▸ **What you are asked to do**
Find the string "Microsoft" in the data, and copy out each line that has it.

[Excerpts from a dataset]

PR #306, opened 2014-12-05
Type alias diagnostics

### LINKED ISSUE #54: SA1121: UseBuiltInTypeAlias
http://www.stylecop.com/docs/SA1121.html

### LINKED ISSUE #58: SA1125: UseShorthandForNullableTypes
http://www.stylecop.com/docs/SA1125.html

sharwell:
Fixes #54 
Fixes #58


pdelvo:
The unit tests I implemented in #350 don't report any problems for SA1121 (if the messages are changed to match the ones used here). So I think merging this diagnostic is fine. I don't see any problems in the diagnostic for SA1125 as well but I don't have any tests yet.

...

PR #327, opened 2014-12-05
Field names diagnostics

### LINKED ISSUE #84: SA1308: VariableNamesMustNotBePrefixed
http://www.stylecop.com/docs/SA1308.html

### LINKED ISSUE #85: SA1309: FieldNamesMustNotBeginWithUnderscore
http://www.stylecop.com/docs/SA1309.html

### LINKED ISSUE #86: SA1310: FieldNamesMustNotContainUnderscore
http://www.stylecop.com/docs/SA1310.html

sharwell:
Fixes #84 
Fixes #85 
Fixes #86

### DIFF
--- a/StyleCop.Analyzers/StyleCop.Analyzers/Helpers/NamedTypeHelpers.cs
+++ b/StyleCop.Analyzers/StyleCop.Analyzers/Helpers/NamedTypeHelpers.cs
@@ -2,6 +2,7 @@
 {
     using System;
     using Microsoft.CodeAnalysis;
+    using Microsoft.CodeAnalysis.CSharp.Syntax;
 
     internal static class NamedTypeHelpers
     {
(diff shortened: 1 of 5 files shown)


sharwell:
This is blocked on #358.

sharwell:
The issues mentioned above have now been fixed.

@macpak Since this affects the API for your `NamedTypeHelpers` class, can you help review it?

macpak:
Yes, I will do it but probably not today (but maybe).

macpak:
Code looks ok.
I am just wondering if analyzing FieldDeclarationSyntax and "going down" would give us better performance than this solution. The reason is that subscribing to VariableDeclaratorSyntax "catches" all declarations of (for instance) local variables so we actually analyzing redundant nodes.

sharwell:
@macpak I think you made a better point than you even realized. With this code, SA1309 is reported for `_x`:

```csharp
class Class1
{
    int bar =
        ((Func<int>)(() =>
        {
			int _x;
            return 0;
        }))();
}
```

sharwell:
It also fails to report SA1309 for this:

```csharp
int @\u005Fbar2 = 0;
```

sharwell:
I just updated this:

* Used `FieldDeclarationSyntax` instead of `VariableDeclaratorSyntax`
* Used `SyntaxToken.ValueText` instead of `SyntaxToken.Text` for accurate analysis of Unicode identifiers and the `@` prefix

...

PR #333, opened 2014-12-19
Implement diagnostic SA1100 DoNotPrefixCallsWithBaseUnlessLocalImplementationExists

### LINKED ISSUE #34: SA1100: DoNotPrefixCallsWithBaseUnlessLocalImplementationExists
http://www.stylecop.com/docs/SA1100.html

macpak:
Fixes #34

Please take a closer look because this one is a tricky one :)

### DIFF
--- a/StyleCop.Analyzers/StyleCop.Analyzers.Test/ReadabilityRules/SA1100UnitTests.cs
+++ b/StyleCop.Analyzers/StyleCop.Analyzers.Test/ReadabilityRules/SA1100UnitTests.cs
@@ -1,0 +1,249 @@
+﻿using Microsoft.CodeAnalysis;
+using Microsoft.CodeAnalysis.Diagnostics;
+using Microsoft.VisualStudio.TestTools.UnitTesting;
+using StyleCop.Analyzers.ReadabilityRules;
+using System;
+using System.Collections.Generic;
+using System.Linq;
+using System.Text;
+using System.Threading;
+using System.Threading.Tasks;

▸ **Task solution**
     using Microsoft.CodeAnalysis;
+    using Microsoft.CodeAnalysis.CSharp.Syntax;
+﻿using Microsoft.CodeAnalysis;
+using Microsoft.CodeAnalysis.Diagnostics;
+using Microsoft.VisualStudio.TestTools.UnitTesting;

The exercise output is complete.